With the explosion of online marketing, consumers are only a couple mouse clicks away from potentially connecting with an attorney.
But that doesn’t mean law firms are abandoning traditional outlets like television and radio to advertise their services.
In fact, some smaller firms have looked to expand or refine their audio and visual presence on local stations during the economic downturn, particularly in high-volume areas of the law such as estate planning or criminal defense.
After starting his law practice last year, Milwaukee attorney Patrick M. Roney invested in a modest radio campaign to complement his online marketing efforts.
“Price wise, back in 2009 when the economy was hurting, ad prices were low and I found it a really good deal to try and get some branding out there,” he said.
National marketing consultant Larry Bodine said radio is typically more affordable, but the recession has also benefited more firms looking to take advantage of television.
“There are some exceptional deals to be had on local cable stations because with the down economy, advertising in general is down,” he said. “So it’s the sort of thing that if a lawyer is thinking about doing TV advertising, now is the time to do it.”
Roberta Mello, marketing director for Hupy and Abraham SC, said the firm has not noticed any fluctuation in its television advertising rates, but she has seen more commercials from local firms.
She suggested that the increase could be due to advertisers offering marketing packages which cater specifically to law firms.
“I can’t speak for other firms, but I have noticed the increase,” she said.
Instead of its own attorneys, the personal injury firm has long used celebrities such as Robert Vaughn and William Shatner as pitchmen, a strategy Mello said is effective in bringing recognition to the firm.
“Our attorneys are busy winning cases instead of having their 15 minutes of fame,” Mello said.
Hupy has also shared television advertising time with organizations such as the Wisconsin chapter of A Brotherhood Against Totalitarian Enactments (ABATE), a motorcycle rights safety organization, which has helped market the firm, especially during the summer months when motorcycle crashes are most common.
Roney is among those who have explored the possibility of expanding to television and was surprised by what he could get for “a few thousand dollars.”
Though he has yet to purchase any television spots, Roney consulted with two local stations about running 30- and 60-second ads tailored to an estate planning audience.
“They would have run during the ‘Andy Griffith Show,’” he said. “But even though it was a reasonable price for six weeks of ads, the same money got me four months of radio ads.”
Like most small firm practitioners that utilize broadcast advertising, Roney is conscious of getting the most bang for his buck.
New Berlin law firm Gatzke, Ruppelt & Bucher SC has advertised on radio for the last decade and partner James E. Gatzke has noticed more lawyers pitching their services over the airwaves.
While the general practice firm hasn’t dabbled in the television market, its initial radio campaign appealed to a broad audience.

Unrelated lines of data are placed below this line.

Issue #3320, opened 2021-08-25
Collapse consecutive keypress events in the events sidepanel


jaril:
Follow up from #3307.

Add heuristics for collapsing keyboard events that should be together. Instead of having `Key Press H` and `Key Press I`, there should be some logic that realizes that perhaps the user was typing something and it should be presented as `Typed HI`.

jasonLaster:
Nice I think some form of tree view makes sense in the future. Today, I think we just need a subset of events we show now. For instance, I think it's fine to pluck the first of n events so the user seeks `Key Down "H"` and not Down, Press, Up. This should both be simpler and still literal.

PR #3994, opened 2021-10-12
Show the current time in the timeline

### LINKED ISSUE #3822: Events timeline should show the current pause
**Description:**

the events timeline should behave similar to the console with a secondary pause line in between the events or the current paused event highlighted 

Screen Shot 2021-10-02 at 9 28 56 PM

jcmorrow:
Closes #3822 , #3320 is coming up next.

Changes
---

- Split out some of the components in the Events folder, to try and give them some room to grow, since I'm about to add a bunch of logic.
- Add `lightGrey` to the colors that our tailwind knows about
- Add a secondary accent (the *now* color) line that shows where in the event timeline the current time is, and fade events that have not yet happened. This is quite pleasing to watch as the video plays.
- Fix what I *think* is a bug. Events on the timeline are represented in html as `button` elements, so that they behave like they are clickable (which makes sense, because they are). When you click on one of them, it gets focus. If you then press space bar two things happen at once:

1. The viewer attempts to start playing
2. The viewer immediately jumps to that point in time and pauses

It manifests as like a small UI hiccup every time you press the space bar while having focus on a timeline event. I could actually see a good argument for allowing timeline events to work this way, if people wanted to use the keyboard to navigate the timeline, but I think most of the time this behavior is just confusing, and if they *really* want to tab through and select they can always hit "Enter", which has the same effect as space, but doesn't try to start the player first.

https://user-images.githubusercontent.com/5903784/137043297-bf7d02b6-a69d-49af-907d-cabe9ccacee3.mp4

### DIFF
--- a/src/ui/components/Events/Event.tsx
+++ b/src/ui/components/Events/Event.tsx
@@ -1,0 +1,86 @@
+import React from "react";
+import { KeyboardEvent, NavigationEvent } from "@recordreplay/protocol";
+import classNames from "classnames";
+import { ReplayEvent } from "ui/state/app";
+import { getFormattedTime } from "ui/utils/timeline";
+import MaterialIcon from "../shared/MaterialIcon";
+
+function Event({
+  onSeek,
+  currentTime,
+  executionPoint,
+  event,
+}: {
+  event: ReplayEvent;
+  currentTime: any;
+  executionPoint: any;
+  onSeek: (point: string, time: number) => void;
+}) {
+  const isPaused = event.time === currentTime && executionPoint === event.point;
+
+  let text: string;
+  let title: string;
+  let icon: string;
+
+  if (event.kind?.includes("mouse")) {
+    text = "Mouse Click";
+    title = "Mouse Click Event";
+    icon = "ads_click";
+  } else if (event.kind?.includes("navigation")) {
+    const ev = event as NavigationEvent;
+    text = `${ev.url}`;
+    title = "Navigation Event";
+    icon = "place";
+  } else {
+    icon = "keyboard";
+    let ev = event as KeyboardEvent;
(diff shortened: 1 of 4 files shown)


src/ui/components/Events/Events.css
```diff
@@ -0,0 +1,6 @@
+.current-time {
```
jcmorrow, line 1: I went off-tailwind here. This is like a weird decorative div that has very specific display properties. Would this be better inside of a component with inline styles?

src/ui/components/Events/Event.tsx
```diff
@@ -0,0 +1,91 @@
...
+        }
+      )}
+    >
+      <div className="flex flex-row space-x-2 items-center overflow-hidden">
+        <MaterialIcon className="group-hover:text-primaryAccent">{icon}</MaterialIcon>
+        <div
+          className={classNames(
+            "group-hover:text-primaryAccent overflow-ellipsis overflow-hidden whitespace-pre",
+            {
+              "font-semibold": isPaused,
```
jcmorrow, line 75: I see a lot of a`classNames(conditional ? "class-name" : "")` scattered throughout here. `classNames` is specifically made to make that phrasing into the more elegant:

```{ "class-name": conditional }```

So I've switched to that usage where possible.

jcmorrow:
> We've got accessibility issues because the blue is just too light to be used for text. Let's keep this in for now, but we're likely to adjust more later on.

Thanks, this was what I was looking for! Quick follow-up, should we change the paused state to match that? (so, only the icon highlighted), especially now that we have the red line as well? Also, shouldn't the blue icon when paused actually be a red icon? Like the comment button on paused comments? Maybe I'm just confusing concepts now.

PR #4009, opened 2021-10-13
Create a preferences tab in the settings modal

### LINKED ISSUE #4008: Add a Preferences panel to the settings modal

jaril:
Fixes #4008.

https://user-images.githubusercontent.com/15959269/137385746-d98c120d-f640-42c2-b56c-3a4e185db43e.mov

### DIFF
--- a/src/ui/components/shared/UserSettingsModal/PreferencesSettings.tsx
+++ b/src/ui/components/shared/UserSettingsModal/PreferencesSettings.tsx
@@ -2,52 +2,55 @@ import React, { useState } from "react";
 import hooks from "ui/hooks";
 import { prefs } from "ui/utils/prefs";
 import Checkbox from "../Forms/Checkbox";
-import { EmailPreference } from "ui/hooks/users";
+import { EmailSubscription } from "ui/hooks/users";
 import Radio from "../Forms/Radio";
 
 const EMAIL_NOTIFICATIONS = {
-  [EmailPreference.COLLABORATOR_REQUEST]: "When somebody invites you to collaborate on a replay",
-  [EmailPreference.REPLAY_COMMENT]: "When somebody comments on your replay",
-  [EmailPreference.NEW_TEAM_INVITE]: "When you're invited to a new team",
+  [EmailSubscription.COLLABORATOR_REQUEST]: "When somebody invites you to collaborate on a replay",
+  [EmailSubscription.REPLAY_COMMENT]: "When somebody comments on your replay",
+  [EmailSubscription.NEW_TEAM_INVITE]: "When you're invited to a new team",
 };
 
 function Notification({
   content,
-  preference,
-  emailsOptedOut,
+  emailType,
+  unsubscribedEmailTypes,
 }: {
   content: string;
-  preference: EmailPreference;
-  emailsOptedOut: EmailPreference[];
+  emailType: EmailSubscription;
+  unsubscribedEmailTypes: EmailSubscription[];
 }) {
-  const enableEmailPreference = hooks.useEnableEmailPreference();
-  const disableEmailPreference = hooks.useDisableEmailPreference();
-
-  const checked = !emailsOptedOut.includes(preference);
+  const subscribeToEmailType = hooks.useSubscribeToEmailType();
+  const unsubscribeToEmailType = hooks.useUnsubscribeToEmailType();
+  const checked = !unsubscribedEmailTypes.includes(emailType);
 
   const handleChange = () => {
     if (checked) {
-      disableEmailPreference(preference, emailsOptedOut);
+      unsubscribeToEmailType(emailType);
     } else {
-      enableEmailPreference(preference, emailsOptedOut);
+      subscribeToEmailType(emailType);
     }
   };
 
   return (
-    <label className="flex items-center space-x-2 cursor-pointer" data-private htmlFor={preference}>
-      <Checkbox id={preference} checked={checked} onChange={handleChange} />
+    <label className="flex items-center space-x-2 cursor-pointer" data-private htmlFor={emailType}>
+      <Checkbox id={emailType} checked={checked} onChange={handleChange} />
       <div>{content}</div>
     </label>
   );
 }
 
-function MarketingPreferences({ emailsOptedOut }: { emailsOptedOut: EmailPreference[] }) {
-  const enableEmailPreference = hooks.useEnableEmailPreference();
-  const disableEmailPreference = hooks.useDisableEmailPreference();
-  const isEnabled = !emailsOptedOut.includes(EmailPreference.MARKETING);
+function MarketingPreferences({
+  unsubscribedEmailTypes,
+}: {
+  unsubscribedEmailTypes: EmailSubscription[];
+}) {
+  const subscribeToEmailType = hooks.useSubscribeToEmailType();
+  const unsubscribeToEmailType = hooks.useUnsubscribeToEmailType();
+  const isEnabled = !unsubscribedEmailTypes.includes(EmailSubscription.MARKETING);
 
-  const onEnable = () => enableEmailPreference(EmailPreference.MARKETING, emailsOptedOut);
-  const onDisable = () => disableEmailPreference(EmailPreference.MARKETING, emailsOptedOut);
+  const onEnable = () => subscribeToEmailType(EmailSubscription.MARKETING);
+  const onDisable = () => unsubscribeToEmailType(EmailSubscription.MARKETING);
 
   return (
     <div className="space-y-4">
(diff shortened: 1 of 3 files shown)


src/ui/components/shared/Forms/Radio.tsx
```diff
@@ -0,0 +1,11 @@
+import React from "react";
+
+export default function Radio({ id, name, checked, onChange }: React.HTMLProps<HTMLInputElement>) {
```
jcmorrow, line 3: Not sure about this suggestion, so feel free to ignore, but maybe we could do `overrides` and `{...overrides}` on line 7?

src/ui/components/shared/UserSettingsModal/PreferencesSettings.tsx
```diff
@@ -0,0 +1,178 @@
...
+
+import { getFeatureFlag } from "ui/utils/launchdarkly";
+import { AvatarImage } from "ui/components/Avatar";
+import { prefs } from "ui/utils/prefs";
+import Checkbox from "../Forms/Checkbox";
+import { disableEmailPreference, EmailPreference, enableEmailPreference } from "ui/hooks/users";
+import Radio from "../Forms/Radio";
+
+const EMAIL_NOTIFICATIONS = {
+  [EmailPreference.COLLABORATOR_REQUESTS]: "When somebody invites you to collaborate on a replay",
```
jcmorrow, line 27: Big fan of using the enum here and getting away from strings 👍

jcmorrow: This is a super nit-pick, but these might read more consistently if they were all singular, e.g. `REPLAY_COMMENT` and `COLLABORATOR_REQUEST`.

src/ui/components/shared/UserSettingsModal/PreferencesSettings.tsx
```diff
@@ -0,0 +1,178 @@
...
+  emailPreferences,
+}: {
+  content: string;
+  preference: EmailPreference;
+  emailPreferences: EmailPreference[];
+}) {
+  const updateUserEmailPreferences = hooks.useUpdateUserEmailPreferences();
+
+  // The preferences list is a blacklist of preferences that are disabled.
+  const checked = !emailPreferences.includes(preference);
```
jcmorrow, line 44: This double-negative logic is very confusing, `if it doesn't exist in the deny-list then allow it`. If I were somewhere else in the code and I saw 
```
const preferences: EmailPreference[] {
  marketing: true,
  collaboratorRequest: true
}
```

I would 100% assume that that user had opted in to those emails, but currently that would actually mean that those are the only options this user has opted *out* of? Either we should call those `EmailOptOut` or `BlockedEmail`, or we should keep the name `EmailPreference` and make it such that `true === subscribed`. This should also make it more clear how the checkboxes line up, so `true` equates to  `checked`.

src/ui/components/shared/UserSettingsModal/PreferencesSettings.tsx
```diff
@@ -0,0 +1,178 @@
...
+
+  const handleChange = () => {
+    let newPrefs;
```
jcmorrow, line 47: I think personally I would do away with the `let` business here and just allow the duplication:

```
    if (checked) {
      update(disable(preference, emailPreferences));
    } else {
      update(enable(preference, emailPreferences));
    }
```

I know it violates DRY, but I think it's easier to read. I suspect that there's an even cleaner way to manage this, but I don't see it right now.

src/ui/components/shared/UserSettingsModal/PreferencesSettings.tsx
```diff
@@ -0,0 +1,178 @@
...
+    }
+
+    updateUserEmailPreferences({ variables: { emailPreferences: newPrefs } });
+  };
+
+  return (
+    <div className="flex items-center space-x-2 cursor-pointer" data-private>
+      <Checkbox id={preference} checked={checked} onChange={handleChange} />
+      <label className="cursor-pointer" htmlFor={preference}>
+        <div>{content}</div>
```
jcmorrow, line 61: Is the `div` doing something here?

src/ui/components/shared/UserSettingsModal/PreferencesSettings.tsx
```diff
@@ -0,0 +1,178 @@
...
+    } else {
+      newPrefs = enableEmailPreference(preference, emailPreferences);
+    }
+
+    updateUserEmailPreferences({ variables: { emailPreferences: newPrefs } });
+  };
+
+  return (
+    <div className="flex items-center space-x-2 cursor-pointer" data-private>
+      <Checkbox id={preference} checked={checked} onChange={handleChange} />
```
jcmorrow, line 59: I'm used to sticking checkboxes inside the label just so there's no area between the two where clicking doesn't trigger the box. Either way works, just something to watch out for!

src/ui/components/shared/UserSettingsModal/PreferencesSettings.tsx
```diff
@@ -0,0 +1,178 @@
...
+function Notification({
+  content,
+  preference,
+  emailPreferences,
+}: {
+  content: string;
+  preference: EmailPreference;
+  emailPreferences: EmailPreference[];
+}) {
+  const updateUserEmailPreferences = hooks.useUpdateUserEmailPreferences();
```
jcmorrow, line 41: maybe call these `update`? It makes them a lot easier to read and locally it's the only thing that `update` could possible mean I think.

src/ui/components/shared/UserSettingsModal/PreferencesSettings.tsx
```diff
@@ -0,0 +1,178 @@
...
+
+  const handleChange = () => {
+    let newPrefs;
+    if (checked) {
+      newPrefs = disableEmailPreference(preference, emailPreferences);
+    } else {
+      newPrefs = enableEmailPreference(preference, emailPreferences);
+    }
+
+    updateUserEmailPreferences({ variables: { emailPreferences: newPrefs } });
```
jcmorrow, line 54: Maybe we could change the signature of this method so it just takes `newPrefs`? It seems like an API detail that it has to be in this nested JSON structure, and the part that is managing the actual HTTP request is probably where that logic should be stored.

src/ui/components/shared/UserSettingsModal/PreferencesSettings.tsx
```diff
@@ -0,0 +1,178 @@
...
+  const updateUserEmailPreferences = hooks.useUpdateUserEmailPreferences();
+  const isEnabled = !emailPreferences.includes(EmailPreference.MARKETING_EMAILS);
+
+  const onEnable = () => {
+    const newPrefs = enableEmailPreference(EmailPreference.MARKETING_EMAILS, emailPreferences);
+    updateUserEmailPreferences({ variables: { emailPreferences: newPrefs } });
+  };
+  const onDisable = () => {
+    const newPrefs = disableEmailPreference(EmailPreference.MARKETING_EMAILS, emailPreferences);
+    updateUserEmailPreferences({ variables: { emailPreferences: newPrefs } });
```
jcmorrow, line 77: And if you make the signature changes and naming changes this line and `onEnable` get much more concise:

```
updateUserEmailPreferences(enable(EmailPreference.MARKETING_EMAILS, emailPreferences)
```

src/ui/hooks/users.ts
```diff
@@ -32,6 +32,13 @@ export enum Nag {
   FIRST_BREAKPOINT_ADD = "first_breakpoint_add",
 }
 
+export enum EmailPreference {
+  MARKETING_EMAILS = "marketing_emails",
```
jcmorrow, line 36: I would maybe change this to `MARKETING`? Adding `EMAILS` seems redundant.

src/ui/components/shared/Forms/Radio.tsx
jaril: 👍

src/ui/components/shared/UserSettingsModal/PreferencesSettings.tsx
jaril: 👍

src/ui/components/shared/UserSettingsModal/PreferencesSettings.tsx
jaril: Nope!

src/ui/components/shared/UserSettingsModal/PreferencesSettings.tsx
```diff
@@ -0,0 +1,153 @@
...
+  emailsOptedOut: EmailPreference[];
+}) {
+  const enableEmailPreference = hooks.useEnableEmailPreference();
+  const disableEmailPreference = hooks.useDisableEmailPreference();
+
+  const checked = !emailsOptedOut.includes(preference);
+
+  const handleChange = () => {
+    if (checked) {
+      disableEmailPreference(preference, emailsOptedOut);
```
jcmorrow, line 30: beautiful 🖌️

src/ui/components/shared/UserSettingsModal/PreferencesSettings.tsx
```diff
@@ -0,0 +1,160 @@
...
+  return (
+    <div className="space-y-4">
+      <div className="text-lg">Email Preferences</div>
+      <div className="flex flex-col space-y-2 p-1">
+        <label className="flex space-x-2 cursor-pointer" htmlFor="enable_marketing" data-private>
+          <Radio
+            id="enable_marketing"
+            name="marketing_email"
+            checked={isEnabled}
+            onChange={onEnable}
```
jcmorrow, line 64: It seems a little funky to *always* be calling `onEnable` when `onChange` is called, rather than switching on whether or not we are `checked` after change?

PR #4020, opened 2021-10-14
Add routing to open the user settings modal

### LINKED ISSUE #4019: Add routing that opens up the user's settings on the preferences tab

jaril:
Fix #4019.


src/ui/setup/index.ts
```diff
@@ -90,3 +78,21 @@ export async function bootstrapApp() {
 
   return store;
 }
+
+async function maybeAutoOpenModal(store: UIStore) {
```
ryanjduffy, line 82: This doesn't need to be `async`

But within the last two years the focus has largely been on the firm’s criminal law practice.
Gatzke said the specialized approach has helped them stand out in what is becoming an increasingly saturated advertising market.
“It’s definitely more crowded,” said Gatzke of the number of firms using broadcast marketing. “But it’s absolutely a better deal.”
In an effort to streamline their marketing efforts, the firm recently hired veteran radio and television sales accountant Scott Valkoun, who has seen an increase in law firms taking advantage of a down market.
But he also said as more firms get into broadcast advertising, rates are beginning to stabilize.
“There were deals, especially in the first quarter,” Valkoun said. “But what happened is a lot of spots went for cheaper than they should have and filled up, so inventory is tighter now.”
Brookfield criminal defense attorney Julius Kim agreed that the economic downturn has likely allowed firms to research broadcast marketing deals, but expansion into those mass audience markets has to fit within a firm’s overall advertising strategy.
Kim & LaVoy SC has long utilized local radio as a marketing tool and more recently explored expansion to television.
“For us, it’s a possibility, but it has to be done right,” Kim said.
The firm’s radio spots focus on drunken driven defense, which covers a wide demographic, but also deals with a sensitive area of the law.
Kim said it takes careful crafting of a commercial to make sure it is appealing, rather than off-putting to listeners or viewers.
“Our goal is just to make sure an ad is done in a professional and tasteful way, no matter how good of a deal it is,” he said. “If you don’t do it right, it can come back and bite you.”
One of the advantages of broadcast advertising is the ability to reach a wide audience, said Bodine.
“What firms are looking for is an immediate response and you get that through television and radio,” he said.
At the same time, most attorneys and firms have to try to detail their area of expertise and contact information in 30 seconds.
“The difficult thing about radio is you need to repeat your 800 number six times during the commercial, because most people listen to radio in their cars and don’t have a pencil handy,” Bodine said.
While it is hard to quantify the amount of business directly generated by commercials, Roney said the investment has proven worthwhile.
Only a handful of clients said they called him based solely on his radio ads, but Roney suggested that the spots give him an edge when people search for his practice areas online.